Hope Town from on high

Anastasia
Phil May and Andrea Twigg
Thu 3 Apr 2014 04:27
Hope Town is a great place to stop for a while and relax. At $100 a
week for a mooring ball, you won’t find a much better deal anywhere in the
Bahamas. You can visit the picturesque candy-stripe lighthouse for free,
including going right up to the top for a view of the harbour. The
lighthouse still has its original kerosene light with a clockwork rotation
mechanism.
And on the subject of heights, I have spent about ten hours up the mast in
the past few days, trying to sort our the broken bolts on the sail track.
The bosun’s chair we use just has a hard board for a seat, so in the end I was
taking a cockpit cushion up with me to ease the pain of having to sit in one
position for so long.
There were actually three broken bolts. My first attempt at removing
one was a dismal failure. I tried using an “ez-out” (a reverse threaded
bolt removing tool) but that just sheared off, leaving the bolt with a shiny new
toughened steel core. At that point I decided that we probably only needed
to replace two of the three bolts!
Now being extremely careful about breaking things off inside the second
bolt, I tried using a Dremel diamond engraving tool to cut a slot for a flathead
screwdriver. I guess I was just lucky with that one because, after about
half an hour of drilling and grinding a slot, the bolt came unscrewed.
Just one more bolt to go, and I thought I had a working solution to the
problem of extraction. The third bolt proved otherwise. The flathead
screwdriver approach resulted in one screwdriver bit shattered and another one
completely twisted out of shape. No amount of easing oil would loosen the
bolt. I tried a couple more different sizes of ez-out, but they were just
going to break off like the first one. I even tried drilling a small hole
right through the bolt and blowing hot air through it from my mini heat gun to
try and break down whatever glue was holding it, but still no dice. In the
end I just drilled progressively larger holes down the middle of the old bolt
until I had a hole that the new bolt would screw in to. Even doing this,
the new bolt was incredibly tight in the hole. I guess it could be that
the old bolt was so well glued-in that some of the threads remained stuck in
place, even when the entire core of the bolt had been drilled out. More
likely, I think, is that the bolt holes were not threaded correctly in the first
place so that the original bolts were over-stressed during the installation of
the track. That would also explain why the old bolts would not shift, even
with the application of huge amounts of torque.
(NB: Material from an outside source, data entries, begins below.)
PR #3051, opened 2025-06-30
Dev/home slider reset

### LINKED ISSUE #3037: horizontal strip of publications can only be panned with buttons with arrow icons in the upper right corner, should scroll so mouse wheel etc. can be used
In this screenshot I just added overflow scroll X auto, to see how it feels...I like it (but of course the horizontal scroll bar occupies some GUI space, and the buttons left/right logic actually interferes now)

Image

arthur-lemeur:
Fixes #3037


danielweck (changes requested):

src/renderer/assets/styles/components/slider.scss
```diff
@@ -8,8 +8,12 @@
 
   &_wrapper {
     position: relative;
-    overflow: hidden;
+    overflow: scroll;
```
danielweck, line 11: There is a 1px scroll offset vertically, please use `overflow-x: hidden` and `overflow-y: scroll`

danielweck:
merge conflicts :)

arthur-lemeur:
I'll try to implement this solution this afternoon

PR #3061, opened 2025-07-07
fix bad handling of disabled buttons

arthur-lemeur:
"this.wrapperRef.current" was "undefined" at first render and so the condition handling the disabled "slide right" button was broken.


danielweck (changes requested):
I think we need to comment out the forceUpdate() logic and the updateScrollPosition() "scroll" event callback as the fine-grain disableLeft/Right state now does a better job.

Anyway, we now have only one bolt head missing, the one now with an ez-out
core. That we will live with.
Our plan is to leave Hope Town on Friday and start working our way
south-eastwards, wind permitting.
![]() Hope town candy-stripe lighthouse
![]() The view from up the lighthouse - harbour, Hope Town, barrier reef and
Atlantic beyond
![]() The beautifully maintained clockwork mechanism for rotating the
lenses
![]() Steve (Southern Cross) has joined us and the Brizo gang for a few
days
![]() The best known beach bar in this area is Nippers. It is overpriced,
but you have to visit it once.
![]() Nippers does overlook a beautiful beach
![]() The combination of Andrea + cleaning out the icemaker = experimentation in
ice sculpture. Is it an armadillo?
![]() The recalcitrant bolt, still in its hole. The silver hexagon you can
see is the broken ez-out embedded in the centre of the bolt.
You can also see the thread marks in the aluminium track, made by the
broken bolt head wedging behind the car when we unsuccessfully tried to force
the mainsail down using the reefing lines.